- [PROBLEM TO SOLVE]: Please start at the first line of the records beneath and quote each line exactly, ending with the line containing "### LINKED ISSUE".

- [THE DATA]:

PR #8819, opened 2017-05-29
Fix build with CUDA on windows with Ninja and JOM (#6372)

### LINKED ISSUE #6372: OpenCV 3.1.0 build fails on Windows with Ninja Generator
This is a template helping you to create an issue which can be processes as quickly as possible. Feel free to add additional information or remove not relevant points if you do not need them.

If you have a question rather than reporting a bug please go to http://answers.opencv.org where you get much faster responses.
### Please state the information for your system
- OpenCV version: 3.1.0
- Host OS: Windows 10
- Compiler & CMake: MSVC 120 & CMake 3.5
### In which part of the OpenCV library you got the issue?
- CMakeLists.txt
### Expected behaviour

Build succeeds
### Actual behaviour

LINK : fatal error LNK1104: cannot open file 'Files\NVIDIA.obj'
### Additional description

This [line](https://github.com/Itseez/opencv/blob/master/CMakeLists.txt#L638) breaks the build with Ninja under Windows. I think the line should be:

``` CMake
# this
set(OPENCV_LINKER_LIBS ${OPENCV_LINKER_LIBS} ${CMAKE_LIBRARY_PATH_FLAG}$<SHELL_PATH:${p}>)
# instead of that
# set(OPENCV_LINKER_LIBS ${OPENCV_LINKER_LIBS} -L${p})
```

But even with this change the build fails because of the spaces in the path which Ninja does not like. Maybe `$<SHELL_PATH:...>` should return a short path but that's a CMake issue.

- [RESULT OF THE TASK]:
PR #8819, opened 2017-05-29
Fix build with CUDA on windows with Ninja and JOM (#6372)

### LINKED ISSUE #6372: OpenCV 3.1.0 build fails on Windows with Ninja Generator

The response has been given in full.